Activity:
Pull out every line below that holds the word "logic".

Entries provided:

PR #142, opened 2018-11-10
Refresh conversation view

### LINKED ISSUE #107: Automatically refresh conversation view after message downloads and decrypts
As messages and replies complete their download/decryption, we should redraw the conversation view for the current source so that we don't need to wait for a sync/refresh.

redshiftzero:
Closes #107

# Test plan

1. Login to client
2. Click on source in sidebar
3. The messages and replies are downloading... wait six seconds
4. The messages and replies should appear decrypted in the conversation view. The user should not have to sync again or take any other manual action

### DIFF
--- a/securedrop_client/logic.py
+++ b/securedrop_client/logic.py
@@ -138,6 +138,13 @@ class Client(QObject):
         self.sync_update = QTimer()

Response to the exercise:
--- a/securedrop_client/logic.py
+++ b/securedrop_client/logic.py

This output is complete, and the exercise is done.